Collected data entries
________________________________________
PR #375, opened 2026-07-22
feat(install): Tier 0 — reuse an existing usable Docker (#1175)

LukasWodka:
## What (#1175 — Tier 0)

The biggest zero-effort unlock. When the host audit selects **Tier 0** (`docker info` OK — the user can already run a container), `install_linux` skips the **entire** privileged path:

- ❌ `preflight_sudo` (no password prompt)
- ❌ `install_docker_engine` (Docker already present)
- ❌ `setup_pm` / `apt_wait_for_lock` / `install_system_deps` (no package installs)
- ❌ `dispatch_gpu_setup` (privileged driver install — a Tier-0 GPU host already has its drivers; the k8s device-plugin still deploys later in `create_cluster`)
- ✅ only `install_kubectl` / `install_k3d` / `install_helm` into user-space, then `create_cluster` reuses the runtime.

A researcher in the `docker` group now installs with **no admin at all**.

The tool install is factored into `_install_userspace_tools`, shared with the full flow so the two can't drift.

## Tests

- 3 new `setup-linux.bats`: Tier 0 skips every privileged step (asserts none of `preflight_sudo`/`install_docker_engine`/`install_system_deps`/`dispatch_gpu_setup` run) and installs the tools; Tier 1 and unset-tier run the full flow.
- Full suite adds **no new failures**; shellcheck clean; R8 manifest current.

## Known edge (for real-host validation)

Tier 0 assumes runtime-level deps (e.g. `conntrack`) are present — true on essentially any host with a usable Docker, and we can't install them without privilege anyway. If one is missing, `create_cluster` surfaces it. Worth confirming on the real docker-group hosts in the spike's §5 matrix.

## Stack

Stacked on **#1172** (`feat/lpi-routing`) → **#1171** (`feat/lpi-foundation`). Base is `feat/lpi-routing`; merge #1171 → #1172 → this in order.

Part of the least-privilege install epic (#1168), Wave 2.

Closes tracebloc/backend#1175

🤖 Generated with [Claude Code](https://claude.com/claude-code)

---

> [!NOTE]
> **Medium Risk**
> Changes core installer branching and where binaries land on PATH; mistakes could break docker-group installs or leave tools unreachable in new shells, but behavior is heavily covered by new bats tests.
> 
> **Overview**
[...]

PR #478, opened 2026-07-29
feat(install): Tier-1 k3d-on-rootless + cgroup delegation + autostart (#1221)

aptracebloc:
## Slice #1221 — Tier 1: k3d on the rootless socket + cgroup delegation + autostart

Part of #1177 (RFC 0001 least-privilege install) · Epic #1168. Builds on slice 1 (#1219 rootless daemon + `TB_TIER1_ROOTLESS` flag) and slice 2 (#1220 subuid/subgid gate + prepare-host).

**All new behavior is gated behind the opt-in `TB_TIER1_ROOTLESS=1` flag** (default off until the spike's §5 host-validation matrix runs). With the flag unset, every path below is a no-op and current behavior is byte-for-byte unchanged — proven by flag-off regression tests.

### Why
Slice 1 stands up the rootless daemon and exports `DOCKER_HOST`. That alone doesn't give a *usable* cluster: k3d must target that socket, and k3s inside the node needs delegated `cpu`/`cpuset`/`io` cgroup v2 controllers (a rootless user session doesn't get them by default), or the Helm chart's pod CPU/memory limits can't be enforced and the cluster breaks the moment workloads schedule. This is the load-bearing slice.

### What
**Core**
- **Shared marker** — `_rootless_active` predicate in `common.sh`; `cluster.sh` and `setup-linux.sh` both call it so the `INSTALL_TIER==1 && TB_TIER1_ROOTLESS==1` pair can't drift.
- **`create_cluster`** re-asserts `DOCKER_HOST=unix://$XDG_RUNTIME_DIR/docker.sock` when rootless is active, so every `k3d`/`docker` call targets the rootless daemon even if a caller (e2e harness, re-run) lost slice 1's export.
- **`ensure_cluster_autostart`** gets a Tier-1 branch: `systemctl --user enable docker` + `loginctl enable-linger` — never `sudo systemctl enable docker`. Promises reboot-survival (`TB_DOCKER_AUTOSTART`) only when **both** succeed (honesty rule, #375/#458).
- **cgroup delegation drop-in** (`Delegate=cpu cpuset io memory pids` under `[Service]`): a second named privileged touch, routed by privilege exactly like the subuid line — root/sudo → write `/etc/systemd/system/user@.service.d/delegate.conf` + `daemon-reload`; unprivileged → hand off to `prepare-host` (#1178) with the exact path+content. `run_prepare_host` writes it too (system-wide → covers the researcher).

**Carry-ins deferred from #452/#458**
- **Rootless proxy** — `_configure_docker_proxy` is now scope-aware (system+sudo vs `user`+no-sudo, one implementation) and called `user`-scoped in the rootless install, so a proxy-only host's rootless daemon can actually pull `rancher/k3s`.
- **`_set_tools_target`** installs user-space (`~/.local/bin`, no sudo) on rootless Tier 1 — fixes a `sudo mv → /usr/local/bin` crash that half-installed on a true no-sudo host *after* the daemon was up.
- **`DOCKER_HOST` persistence** — persisted to the shell rc so new terminals + the tracebloc CLI reach the rootless socket.

### Out of scope (per the issue)
- Flipping Tier 1 rootless on by default — blocked on the spike's §5 host-validation (§3 delegation + §4 fuse-overlayfs perf); stays opt-in here.
- fuse-overlayfs push/ingest perf, and the no-systemd/HPC fallback — later slices (#1222).

### Testing
- **14 new bats tests** across `cluster.bats` + `setup-linux.bats` (DOCKER_HOST wiring; autostart honesty both-succeed / enable-fails; delegation write + gate routing; user-scoped proxy; both carry-ins) with **flag-off regressions**.
- Verified locally on **Linux + non-root** (the faithful CI environment): `shellcheck --severity=error` clean, full suite green, no PATH-clobber. R8 manifest regenerated.
- **Real-host validation (spike §5.3) cannot run from a dev laptop** — the load-bearing outcome (all workloads `Ready` with limits *enforced* on the rootless socket, cluster returns after reboot) is validated on a runner with cgroup v2 + unprivileged userns, not in this PR. This is why the slice ships opt-in.

Draft until CI + Bugbot are green; will flip to Ready then.

---

> [!NOTE]
> **Medium Risk**
> Changes cluster creation and Linux install/bootstrap paths (Docker socket, systemd user units, privileged cgroup drop-in), but behavior stays behind an opt-in flag with flag-off regression tests; mis-wiring could still break installs or misstate reboot survival on headless hosts.
> 
> **Overview**
> **Opt-in Tier 1 rootless** (`TB_TIER1_ROOTLESS=1`) gets end-to-end wiring so k3d and new shells actually talk to the per-user Docker socket, with honest reboot messaging and cgroup setup for pod limits.
> 
> Introduces **`_rootless_active`** in `common.sh` so install and cluster code share one gate instead of duplicating tier + flag checks.
> 
> **Cluster:** `create_cluster` re-exports **`DOCKER_HOST`** to the rootless socket when active. **`ensure_cluster_autostart`** adds a rootless path (`systemctl --user enable docker` + **`loginctl enable-linger`**), ignores system **`docker.service`** “enabled” when seeding **`TB_DOCKER_AUTOSTART`**, and only promises reboot survival when **both** user enable and linger succeed.
> 
> **Install:** **`_configure_docker_proxy`** gains **`user`** scope (no sudo) and runs before the rootless daemon starts. **`_set_tools_target`** puts kubectl/k3d/helm in **`~/.local/bin`** without sudo on rootless Tier 1. **`_persist_docker_host`** writes **`DOCKER_HOST`** to the shell rc (without clobbering an existing user setting). **`_ensure_cgroup_delegation`** / **`_write_cgroup_delegation`** add the **`user@.service`** **`Delegate=cpu cpuset io memory pids`** drop-in (sudo or prepare-host handoff); **`run_prepare_host`** writes it too.
> 
> **Tests + manifest:** New bats coverage for DOCKER_HOST, autostart honesty, proxy user scope, persistence, and delegation; **`manifest.sha256`** updated.
> 
> <sup>Reviewed by [Cursor Bugbot](https://cursor.com/bugbot) for commit 93453b60f6d442f80f84121793c346d8ffcb35f5. Bugbot is set up for automated code reviews on this repo. Configure [here](https://www.cursor.com/dashboard/bugbot).</sup>


scripts/lib/cluster.sh
```diff
@@ -487,6 +499,33 @@ ensure_cluster_autostart() {
...
+      # can't deliver — the honesty rule the legacy `elif sudo … enable` path
+      # already follows (only flags on success). #375/#458.
+      local _user_enabled=0 _linger_ok=0
+      if systemctl --user enable docker >/dev/null 2>&1; then _user_enabled=1; fi
+      if loginctl enable-linger "$(id -un 2>/dev/null || printf '%s' "${USER:-}")" >/dev/null 2>&1; then _linger_ok=1; fi
+      if [[ "$_user_enabled" == 1 && "$_linger_ok" == 1 ]]; then
+        TB_DOCKER_AUTOSTART=1
+        log "Tier 1 rootless: enabled the user Docker daemon on boot (systemctl --user enable + linger)."
+      else
+        log "Tier 1 rootless: boot autostart not fully enabled (user-service enable or linger unavailable); the --restart policy still applies while your user session is active."
```
saadqbal, line 539: The both-succeed gate here is undercut by the `is-enabled docker` seed at line 491. On a locked-down host where the *system* `docker.service` is enabled but the user can't use it (not in docker group, no sudo → falls to rootless Tier 1), `systemctl is-enabled docker` reads "enabled" and seeds `TB_DOCKER_AUTOSTART=1`. This else-branch then logs "not fully enabled" but never clears it, so a linger/user-enable failure still lets summary.sh promise reboot-survival — which the rootless cluster can't deliver (system docker starting doesn't bring up the user daemon). That's the exact honesty rule (#375/#458) this branch is enforcing. Reset `TB_DOCKER_AUTOSTART=0` in this else.

scripts/lib/setup-linux.sh
```diff
@@ -734,6 +762,32 @@ _persist_tools_on_path() {
...
+  if [ "$(basename "${SHELL:-sh}")" = "fish" ]; then
+    hint "Point new shells at the rootless Docker socket:  set -Ux DOCKER_HOST \"unix://\$XDG_RUNTIME_DIR/docker.sock\""
+    return 0
+  fi
+  local rc; rc="$(_tools_rc_for_shell)"
+  # Already referenced (a prior run, or the user's own line) → leave it. Match
+  # 'DOCKER_HOST=' (not '…=unix://'): the line we write quotes the value
+  # (DOCKER_HOST="unix://…), so a '…=unix://' probe would miss our own prior line
+  # and double-append on a re-run.
+  if [ -f "$rc" ] && grep -qF 'DOCKER_HOST=' "$rc" 2>/dev/null; then return 0; fi
```
saadqbal: `grep -qF 'DOCKER_HOST='` also matches a user's *own* pre-existing line (e.g. a remote/TCP `DOCKER_HOST`), so we silently skip persisting the rootless socket and new shells keep pointing at the wrong daemon — the "new terminals reach the rootless daemon" promise quietly fails. Fine to not clobber their line, but at least `hint` when we skip because a foreign DOCKER_HOST already exists.

saadqbal (commented):
Careful, well-tested slice 👍 — flag-off regressions and the both-succeed autostart gate are exactly right. Two things worth a look before merge (one real, one nit).

scripts/lib/cluster.sh
```diff
@@ -487,6 +499,33 @@ ensure_cluster_autostart() {
...
+      fi
```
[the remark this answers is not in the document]
aptracebloc: Fixed in `55d8383`. You're right — my earlier fix only gated the rootless *branch*; the false promise leaked in through the pre-branch `systemctl is-enabled docker` seed. That seed now runs only when `! _rootless_active`, so on the rootless path the user-scope `systemctl --user enable` + `loginctl enable-linger` are the sole authority for `TB_DOCKER_AUTOSTART` — a system unit that happens to be enabled no longer seeds a promise the cluster (which runs on the rootless socket) can't keep. Pinned by a new test: system `docker.service` enabled + user-enable fails ⇒ flag stays 0.

scripts/lib/setup-linux.sh
```diff
@@ -832,7 +887,8 @@ install_rootless_docker() {
 
   # Point every later docker/k3d call in this run at the rootless socket. docker and
   # k3d both read DOCKER_HOST from the environment, so exporting it is sufficient
-  # here; explicit create_cluster wiring is slice 3 (#1221). Guard XDG_RUNTIME_DIR,
+  # here; create_cluster re-asserts this same export (#1221) so a re-run that lost
+  # it still targets the socket. Guard XDG_RUNTIME_DIR,
```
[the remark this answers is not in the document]
aptracebloc: Fixed in `55d8383`. Correct — this PR made `_ensure_cgroup_delegation` a second setter of `TB_ROOTLESS_ADMIN_TOUCH`, so the success line's hardcoded "subuid/subgid range" could misname the actual touch. It now reads "host prerequisites (subuid/subgid range and/or cgroup delegation)" — honest whether the sudo step was the subid range, the delegation drop-in, or both.

scripts/lib/cluster.sh
aptracebloc: Fixed in `93453b6` — the core was already addressed in `55d8383` (pushed just after your review's base `8b6f015`), and this adds the belt-and-suspenders you asked for. Two layers now:

1. The `is-enabled docker` seed is guarded with `! _rootless_active`, so on the rootless path the system unit's on-boot state never seeds `TB_DOCKER_AUTOSTART` — the user-scope `systemctl --user enable` + `loginctl enable-linger` are the sole authority.
2. Per your suggestion, the else-branch now also explicitly resets `TB_DOCKER_AUTOSTART=0`, so the honesty guarantee is local to the branch rather than relying on the seed-guard above it.

New test pins it: system `docker.service` enabled + user-enable fails ⇒ flag stays 0.

scripts/lib/setup-linux.sh
aptracebloc: Fixed in `93453b6`. You're right — the idempotency probe was too broad. It's now keyed off our own marker comment (so a re-run is still idempotent and never double-appends), and a *foreign* `DOCKER_HOST` is left untouched but we `warn` that new terminals and the CLI won't reach the rootless daemon until it's repointed at `unix://$XDG_RUNTIME_DIR/docker.sock` — no more silent skip. Bugbot flagged the same thing independently; a test now covers the foreign-value case (warns, no clobber, no double-write).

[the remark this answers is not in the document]
aptracebloc: Fixed in `93453b6`. `_persist_docker_host` no longer treats any `DOCKER_HOST=` line as "already configured": idempotency is keyed off our own marker comment, and a pre-existing foreign value (e.g. a TCP/remote daemon) is left in place with a `warn` to repoint it at `unix://$XDG_RUNTIME_DIR/docker.sock` — never a silent skip that leaves new shells on the wrong daemon. Same issue Asad raised in review; a test now covers it (foreign value ⇒ warns, no clobber, no double-write).

saadqbal (approved):

saqlainsyed007 (approved):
________________________________________
YOUR INSTRUCTIONS
Now copy each line of the entries that mentions "true".

RESPONSE TO THIS EXERCISE
Tier 0 assumes runtime-level deps (e.g. `conntrack`) are present — true on essentially any host with a usable Docker, and we can't install them without privilege anyway. If one is missing, `create_cluster` surfaces it. Worth confirming on the real docker-group hosts in the spike's §5 matrix.
- **`_set_tools_target`** installs user-space (`~/.local/bin`, no sudo) on rootless Tier 1 — fixes a `sudo mv → /usr/local/bin` crash that half-installed on a true no-sudo host *after* the daemon was up.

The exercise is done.